超临界正癸烷同轴剪切喷注热声振荡数值模拟

以液体火箭发动机同轴剪切喷嘴燃烧室作为研究对象，对超临界压力下低温正癸烷向高温正癸烷喷注过程中，由于高温正癸烷被快速冷却导致密度剧烈变化进而引发的热声振荡现象进行数值模拟。研究了出口压力、高温正癸烷流动速度与温度、低温正癸烷喷注速度与温度对热声波振幅与频率的影响。结果表明：当高温正癸烷被快速冷却时，其自身体积快速收缩，同时由于附近高温正癸烷的惯性导致压力先增大后减小，快速交替变化，从而产生热声波在高温正癸烷中传播。热声波振幅与频率的大小主要由高温正癸烷在不同压力与温度下的热物性决定。热声波的频率随着高温正癸烷声速增大而增大；热声波的振幅由高温正癸烷的相对压力系数与温度变化率共同决定。
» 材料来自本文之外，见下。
PR #665, opened 2026-06-02
[TTS] Add batch and WebSocket speech APIs

Ratish1:
## Motivation

Stacked on top of #662.

This adds the remaining TTS serving API surfaces for batch speech generation and stateful WebSocket speech streaming. The endpoints reuse the same speech request preparation path as `/v1/audio/speech`, so model-specific request handling stays behind the existing client/coordinator flow.

## Modifications

- Adds `POST /v1/audio/speech/batch` with request-level defaults, item-level overrides, ordered results, item-level error envelopes, max-item configuration, and request-disconnect cancellation for in-flight batch work.
- Adds `WS /v1/audio/speech/stream` with `session.config`, `input.text`, `input.done`, sentence/clause splitting, non-streaming binary audio frames, PCM streaming frames, and explicit session lifecycle events.
- Adds strict serving-boundary validation for batch and WebSocket duration/generation fields before Pydantic coercion, including structured errors for invalid `token_count`, `duration_tokens`, and unsupported batch streaming.
- Adds WebSocket cleanup for task cancellation, send failures, API-side stream failures, and passive peer disconnects while generation is active.
- Documents the batch and WebSocket APIs in `docs/basic_usage/tts.md` and adds focused serving unit coverage for protocol, batch, and WebSocket lifecycle behavior.

## Accuracy Tests

- `.venv/bin/python -m pytest -q tests/unit_test/serve/test_speech_protocol.py tests/unit_test/serve/test_speech_batch.py tests/unit_test/serve/test_speech_ws.py` (`73 passed`)
- `pre-commit run --files sglang_omni/serve/speech_ws.py tests/unit_test/serve/test_speech_ws.py`

Higgs TTS validation:

- Batch request with three items succeeded with ordered results, mixed item overrides, and a PCM item override (`total=3`, `succeeded=3`, `failed=0`).
- Batch default validation returned request-level `400` for `token_count=0` with an OpenAI-style error envelope.
- Batch item validation returned item-level errors for `duration_tokens=-1` and `stream=true` while preserving the batch envelope.
- WebSocket non-streaming mode returned `session.configured`, `audio.start`, binary audio, `audio.done`, and `session.done`.
- WebSocket PCM streaming mode returned per-sentence `audio.start` / binary audio / `audio.done` events and `session.done`.
- WebSocket validation checked invalid `stream_audio=true` with `response_format=wav` and invalid `duration_tokens=0`.
- Interrupting a long batch left `/health` healthy and a follow-up `/v1/audio/speech` request succeeded.


sglang_omni/serve/openai_api.py
```diff
@@ -522,12 +644,13 @@ async def create_speech(req: CreateSpeechRequest) -> Response:
...
                 speed=req.speed,
+                allow_format_fallback=False,
             )
         except ClientError as exc:
-            raise HTTPException(status_code=500, detail=str(exc)) from exc
+            return speech_error_response(internal_error(str(exc)))
         except Exception as exc:
             logger.exception("Error generating speech for request %s", request_id)
-            raise HTTPException(status_code=500, detail=str(exc)) from exc
+            return speech_error_response(internal_error(str(exc)))
```
zhaochenyang20: In #659 head, non-streaming `/v1/audio/speech` uses `_await_speech_response(...)`, which waits for both the speech task and request disconnect and calls `client.abort(request_id)` on disconnect. In the current #665 head, this has regressed back to direct `await client.speech(...)` with no disconnect watcher. SSE regresses similarly: #659 `_speech_stream` tracked `active_request` and had `finally: await client.abort(request_id)`, while #665 `_speech_stream` is just `async for chunk in client.generate(...)` with no abort finally. When clients disconnect, the AR scheduler/vocoder can keep generating to `max_new_tokens` for a dead connection, which is exactly the expensive leak production streaming has to prevent.

Restore #659 `_await_speech_response` semantics into the #665 final head, restore the SSE generator `try/finally` abort, and keep #665's sleep in `_wait_for_request_disconnect`. Add regression tests proving `client.abort` is called for single-shot disconnect and SSE consumer close, so stacked PRs cannot drop the earlier fix again.

sglang_omni/serve/openai_api.py
```diff
@@ -612,122 +741,96 @@ async def _speech_stream(
...
-        audio = audio.squeeze()
-    if audio.ndim > 1:
-        if audio.shape[0] < audio.shape[-1]:
-            audio = audio[0]
-        else:
-            audio = audio[:, 0]
-
-    total_samples = int(audio.shape[-1]) if audio.ndim else 0
-    if not is_terminal:
-        return audio, emitted_samples + total_samples
```
zhaochenyang20, line 1402: #665 still prefetches with `anext(speech_events)` and passes `_prepend_speech_stream_event(first_event, speech_events)` to `StreamingResponse`. The wrapper has no `finally: await stream.aclose()`. This is the same cleanup bug as #659, but worse in #665 because `_speech_stream` itself also lost its abort finally. If the client disconnects after prefetch, the inner generator and coordinator stream cleanup are nondeterministic and can leave queues/futures alive while audio chunks continue to be pushed; the risk is a dead stream leaking worker capacity and memory.

 Wrap the prepending iterator in `try/finally` and close the inner async iterator. If the route returns an error response after prefetch, close the iterator first. The test belongs in #665 because this final head owns the wrapper alongside batch/WS routes.

sglang_omni/serve/speech_ws.py
```diff
@@ -0,0 +1,501 @@
...
+            await generation_task
+        disconnect_task.result()
+        raise WebSocketDisconnect
+
+    async def _watch_client_disconnect(self) -> None:
+        while True:
+            message = await self.websocket.receive()
+            if message.get("type") == "websocket.disconnect":
+                raise WebSocketDisconnect
+            self.buffered_receive_messages.append(message)
```
zhaochenyang20, line 486: `_run_generation_until_disconnect` starts `_watch_client_disconnect()` for every sentence generation. That watcher calls `websocket.receive()` and appends every non-disconnect message to `self.buffered_receive_messages`. There is no frame-count or aggregate-byte limit. A client can keep sending 128 KB text frames while the server is generating a long sentence, and the watcher will buffer all of them. `MAX_BUFFERED_TEXT_CHARS` is checked only later when `_handle_input_text` processes text payloads, so it does not bound the watcher deque itself. One WebSocket session can therefore grow memory during generation; the risk is single-connection DoS.

Do not store non-disconnect messages unboundedly in the disconnect watcher. Options: allow only one buffered message during generation and close/abort on overflow, or track buffered ASGI message bytes/count and immediately send an error, abort the active request, and close the session when the cap is exceeded. A cleaner structure is to separate the receive loop from generation and use a bounded `asyncio.Queue` for client input.

sglang_omni/serve/openai_api.py
```diff
@@ -612,122 +741,96 @@ async def _speech_stream(
...
-    if references:
-        prompt = {"text": req.input, "references": references}
 
-    return GenerateRequest(
-        model=req.model or default_model,
-        prompt=prompt,
-        sampling=sampling,
-        stage_params=req.stage_params,
-        stream=req.stream,
-        output_modalities=["audio"],
```
zhaochenyang20: `_create_speech_batch_with_disconnect_watch` only calls `disconnect_task.cancel()` in `finally` and does not `await` it under `suppress(asyncio.CancelledError)`. This is usually a short-lived pending task, but under high batch-cancellation concurrency it creates noisy task lifecycle behavior and makes it harder for tests to prove the watcher exited. #659 `_await_speech_response` cancels and awaits both tasks; keep the same pattern here. The risk is pending-task warnings or unstable cleanup ordering on cancellation paths.

Cancel and await the watcher in the finally block, and add a test proving both batch completion and disconnect cancellation paths leave no pending-task warnings.

sglang_omni/serve/speech_ws.py
```diff
@@ -0,0 +1,501 @@
...
+            if active_request_id is not None:
+                await self._abort_request(active_request_id)
+            raise WebSocketDisconnect from exc
+
+    async def _abort_request(self, request_id: str) -> None:
+        if self.active_request_id != request_id:
+            return
+        self.active_request_id = None
+        if hasattr(self.client, "abort"):
+            await self.client.abort(request_id)
```
zhaochenyang20: `SpeechWebSocketSession.client` is typed as `Client`, and production cleanup relies on `client.abort`. Using `hasattr(self.client, "abort")` silently skips abort when a test fake lacks the method and makes the real client contract unclear. WebSocket cleanup is production-critical; missing abort should not be treated as optional capability. The risk is tests passing without actually verifying real cleanup.

 Call `await self.client.abort(request_id)` directly and make test fakes implement abort. If a protocol is needed, define a typed Protocol instead of dynamic `hasattr`.

tests/unit_test/serve/test_openai_api.py
```diff
@@ -204,6 +299,11 @@ def test_speech_stream_success_emits_done_sentinel() -> None:
     assert payload["finish_reason"] == "stop"
 
 
+def test_speech_stream_without_audio_fails_without_done_sentinel() -> None:
+    with pytest.raises(ClientError, match="No audio output generated"):
+        asyncio.run(_collect_speech_stream(EmptyStreamingSpeechClient()))
+
+
```
zhaochenyang20: #665 adds batch/WS tests, but the final head regresses #659 single-shot/SSE cancellation. The tests still cover `_speech_stream` success/failure, but not consumer close or request disconnect causing `client.abort`. A stacked PR should preserve and extend the earlier PR's regression tests; otherwise each layer can overwrite fixes from the previous layer.

Add three tests in the #665 final head: single-shot disconnect abort, SSE wrapper close abort plus aclose, and WebSocket buffered-receive overflow close/abort. That protects the base speech route from later batch/WS edits.

zhaochenyang20 (changes requested):

sglang_omni/serve/speech_service.py
```diff
@@ -0,0 +1,735 @@
...
+            extra_params=extra_params,
+            stream=request.stream,
+            output_modalities=["audio"],
+            metadata={
+                "task": "tts",
+                "tts_params": tts_params,
+            },
+        )
+
+    async def create_speech_batch(
```
yxs, line 308: `create_speech_batch` immediately does `asyncio.create_task(client.speech(...))` per item and `asyncio.gather`s them all. With the default `tts_batch_max_items=32`, a single batch request bursts up to 32 concurrent TTS submissions to the coordinator with no semaphore / chunked throttling.

Since `pipeline/coordinator.py` has a `request_admission` event and stream queues, so the engine side does schedule/queue, meaning this is not an unbounded resource leak.

sglang_omni/serve/speech_ws.py
```diff
@@ -0,0 +1,501 @@
+# SPDX-License-Identifier: Apache-2.0
+"""Stateful WebSocket serving for text-to-speech streaming."""
```
yxs, line 2: The repo already has a mature WebSocket session, `sglang_omni/serve/realtime/session.py` (`RealtimeSession`).
Why `speech_ws.py` reimplements its core helpers nearly verbatim with identical semantics?

sglang_omni/serve/speech_service.py
```diff
@@ -0,0 +1,735 @@
...
+        try:
+            request = CreateSpeechRequest.model_validate(payload)
+        except ValidationError as exc:
+            raise bad_request(
+                _validation_error_message(exc),
+                param=_validation_error_param(exc, prefix=f"items.{index}"),
+            ) from exc
+        return self.prepare_request(request)
+
+    def _validate_batch_defaults(self, batch: CreateSpeechBatchRequest) -> None:
```
yxs, line 490: To reuse `CreateSpeechRequest`'s validation, `_validate_batch_defaults` injects a fake input `"__batch_defaults_validation__"` into the defaults and calls `prepare_request`. This is a smell, validation is driven by a magic string, and if `prepare_request` later adds input-content checks (length cap, language detection), the sentinel could spuriously trip or slip through.

sglang_omni/serve/openai_api.py
Ratish1: done

sglang_omni/serve/openai_api.py
Ratish1: done

sglang_omni/serve/speech_ws.py
Ratish1: done

sglang_omni/serve/openai_api.py
Ratish1: done

sglang_omni/serve/speech_ws.py
Ratish1: done

tests/unit_test/serve/test_openai_api.py
Ratish1: done

sglang_omni/serve/speech_service.py
Ratish1: No change here. Batch fanout remains bounded by tts_batch_max_items, and coordinator admission/scheduling owns engine-side queuing, so this is not an unbounded resource leak.

sglang_omni/serve/speech_ws.py
Ratish1: Kept separate intentionally. Realtime is audio-input/VAD/conversation oriented, while this endpoint is text-input/audio-output with sentence buffering, binary PCM frames, and prepared TTS reference reuse. Forcing reuse would couple different protocols.

sglang_omni/serve/speech_service.py
Ratish1: done

sglang_omni/serve/speech_ws.py
```diff
@@ -0,0 +1,660 @@
...
+        return exc
+    if isinstance(exc, ValidationError):
+        first_error = exc.errors()[0] if exc.errors() else {}
+        message = first_error.get("msg") or "invalid speech WebSocket config"
+        location = ".".join(str(item) for item in first_error.get("loc", ()))
+        return bad_request(f"{location}: {message}" if location else str(message))
+    return bad_request(str(exc))
+
+
+def _speech_audio_delta(
```
zijiexia: `_speech_audio_delta` is a verbatim copy of `_select_speech_audio_delta` in `openai_api.py:1280` and has already drifted — this copy lost the multi-channel-downmix comment. Please extract one shared helper (e.g. in `client/audio.py`) so the cumulative-vs-incremental terminal-chunk logic can't diverge between the two paths.

sglang_omni/serve/speech_ws.py
```diff
@@ -0,0 +1,660 @@
...
+            if isinstance(exc, SpeechAPIError):
+                error = exc
+            else:
+                error = internal_error(str(exc))
+                logger.exception("TTS WebSocket sentence failed: %s", request_id)
+            await self._send_error(error)
+        finally:
+            if self.active_request_id == request_id:
+                self.active_request_id = None
+            if self.websocket.application_state == WebSocketState.CONNECTED:
```
zijiexia: On a real peer disconnect Starlette only flips `client_state`, not application_state, so this guard (and `_send_json` at line 548) still treats the socket as live and tries to send audio.done, which can raise on uvicorn and mask the original `WebSocketDisconnect. teardown()` (line 612) already uses `client_state` — please make these consistent (or skip `audio.done` when the failure is a disconnect/cancel); the current tests pass only because the mock manually flips `application_state`.

sglang_omni/serve/speech_service.py
```diff
@@ -226,6 +305,243 @@ def build_generate_request(
...
+                )
+
+    def _build_batch_item_request(
+        self,
+        batch: CreateSpeechBatchRequest,
+        item: SpeechBatchItem,
+        *,
+        index: int,
+    ) -> CreateSpeechRequest:
+        extra_fields = sorted((item.model_extra or {}).keys())
```
zijiexia: Batch items reject unknown fields here, but `CreateSpeechRequest` (`protocol.py:183`, default `extra="ignore"`) silently ignores them on `/v1/audio/speech`, and the batch envelope ignores them too — so the same field works on the single endpoint yet fails as a batch item. Maybe align the behavior (reject at all levels, or document the intentional difference).

zijiexia (commented):
Sorry for my late response, some small comments

sglang_omni/serve/speech_ws.py
Ratish1: done

sglang_omni/serve/speech_ws.py
Ratish1: done

sglang_omni/serve/speech_service.py

sglang_omni/serve/speech_ws.py
```diff
@@ -0,0 +1,643 @@
...
+        except asyncio.CancelledError:
+            await _cancel_tasks(generation_task, disconnect_task)
+            raise
+        except Exception:
+            await _cancel_tasks(generation_task, disconnect_task)
+            raise
+
+    async def _watch_client_disconnect(self) -> None:
+        while True:
+            message = await self.websocket.receive()
```
zijiexia, line 473: Because receive() here and the append at line 487 aren't atomic with the watcher cancel at line 459, a client frame that resolves exactly as generation completes can be discarded instead of buffered — narrow/low-impact, but worth either a comment or buffering before the cancel point.

zijiexia (approved):

sglang_omni/serve/speech_ws.py
```diff
@@ -0,0 +1,643 @@
...
+                f"{message_kind} WebSocket message exceeds {max_bytes} bytes"
+            )
+
+    async def _send_json(self, payload: dict[str, Any]) -> None:
+        if not self._can_send():
+            return
+        await self.websocket.send_text(json.dumps(payload))
+
+    async def _send_error(self, error: SpeechAPIError) -> None:
+        await self._send_json(
```
zijiexia: Does this error format align with https://github.com/sgl-project/sglang-omni/issues/601?

sglang_omni/serve/protocol.py
```diff
@@ -314,6 +315,127 @@ class CreateSpeechRequest(BaseModel):
...
+    seed: int | None = None
+    stage_params: dict[str, dict[str, Any]] | None = None
+
+
+class SpeechBatchResult(BaseModel):
+    """One item result in a batch text-to-speech response."""
+
+    index: int
+    status: str
+    success: bool
```
zijiexia: are these two redundant?

Ratish1: Yes, they are. removed the redundant success field and derive batch counts from status now

sglang_omni/serve/speech_ws.py
Ratish1: Fixed it now and WebSocket errors now use top-level message/param/code fields instead of the nested REST error envelope

sglang_omni/serve/speech_ws.py
Ratish1: added the watcher completion check after the yield so disconnect/overflow is not swallowed

zhaochenyang20 (approved):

Numerical simulation of thermoacoustic oscillations during n-decane shear-coaxial injection processes at supercritical pressure

The thermoacoustic oscillations induced by the dramatic change of fluid density resulted from rapid temperature variations during the shear-coaxial injection process at supercritical pressure is numerically simulated. The effects of outlet pressure, high-temperature n-decane flow rate and inlet temperature, low-temperature n-decane injection rate and inlet temperature on the oscillation amplitude and frequency are investigated. The results show that the high-temperature n-decane shrinks drastically in volume when cooled rapidly, and the pressure increases first and then decreases rapidly due to the inertial of surrounding high-temperature n-decane, thus generating thermoacoustic oscillations. The amplitude and frequency of thermoacoustic waves are mainly determined by the thermophysical properties of high-temperature n-decane at different pressures and temperatures: the frequency of thermoacoustic waves increases with the increase of the sound speed of high-temperature n-decane; the amplitude of thermoacoustic waves is determined by the relative pressure coefficient of the high-temperature n-decane and the rate of temperature change.